John Lomas

Personal information
- Full name: John Millington Lomas
- Born: 12 December 1917 Ashtead, Surrey, England
- Died: 4 December 1945 (aged 27) Pimlico, London, England
- Batting: Right-handed

Domestic team information
- 1938 to 1939: Oxford University

Career statistics
| Competition | First-class |
| Matches | 23 |
| Runs scored | 1460 |
| Batting average | 34.76 |
| 100s/50s | 2/10 |
| Top score | 138 |
| Catches/stumpings | 10/0 |
- Source: Cricinfo, 31 August 2019

= John Lomas (cricketer) =

English cricketer (1917–1945)

John Millington Lomas (12 December 1917 – 4 December 1945) was an English cricketer who played first-class cricket for Oxford University in 1938 and 1939.

==Life and career==
Lomas was an outstanding schoolboy cricketer at Charterhouse School.
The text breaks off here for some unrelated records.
PR #30584, opened 2026-08-27
Update dev-cache-cleaner extension

gfazioli:
## Description

Maintenance update: moves the extension to `@raycast/api` 2.x.

`ray migrate` reports no codemods to apply and no source change was needed — the extension does not call any API introduced in 2.x, so it stays compatible with older Raycast versions. The only source diff is formatting: the two menu bar deep links that were rewritten upstream to go through `process.env.RAYCAST_SCHEME` exceeded the print width and are now wrapped by Prettier.

`tsconfig` sets `module`/`moduleResolution` to Node16 for consistency, and the dependency bump clears the high-severity advisory the previous tree was reporting.

**Menu bar deep links.** The two menu bar items opened the extension's own commands by building a `raycast://extensions/Undolog/<extension>/<command>` URL by hand — which hardcodes the author handle, the extension name and the URL scheme, the last of which is exactly what had to be patched here when Raycast 2 changed it. They now go through `launchCommand`, the typed API for this, and failures surface as a HUD instead of an unhandled rejection. (Raised by Greptile on this PR.)

## Screencast

No user-visible changes: this is a dependency and toolchain update only. The menu bar command uses built-in `Icon` values, which are unaffected.

## Checklist

### DIFF
--- a/extensions/dev-cache-cleaner/CHANGELOG.md
+++ b/extensions/dev-cache-cleaner/CHANGELOG.md
@@ -1,6 +1,6 @@
 # Dev Cache Cleaner Changelog
 
-## [Raycast 2 Compatibility] - {PR_MERGE_DATE}
+## [Raycast 2 Compatibility] - 2026-08-27
 
 - Updated to `@raycast/api` 2.x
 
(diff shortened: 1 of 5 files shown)


pernielsentikaer (approved):
Looks good to me, approved 🔥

He captained the school team in 1936, leading them through the season unbeaten against other schools and inflicting Eton's first loss to another school since 1920. He was awarded a scholarship to Oxford University, where he won Blues for both cricket and football, and was secretary of both clubs.

An opening batsman and fine fieldsman, Lomas had an outstanding first season with Oxford in 1938, scoring 908 runs at an average of 45.40. Troubled by ill-health in 1939 he was less successful, but nevertheless made his highest score of 138 against a strong MCC side at Lord's.

When the Second World War began Lomas enlisted in the Royal Navy Volunteer Reserve, but was invalided out in 1940 owing to illness. For a time he worked at the Admiralty, but his health again failed him and he returned to his studies at Oxford. He completed his law degree in 1945 and was made a fellow of New College, Oxford. However, with his final bar exams approaching, Lomas gassed himself in December 1945. The cricket writer R. C. Robertson-Glasgow, an admirer of Lomas's batting, observed that "the current of his thought and ambitions ran deep out of the sight of common day and common intercourse".

He was a close friend of the mathematician G. H. Hardy, a cricket lover. Hardy dedicated A Mathematician's Apology (1940) to Lomas with an inscription explaining that Lomas had asked him to write the work.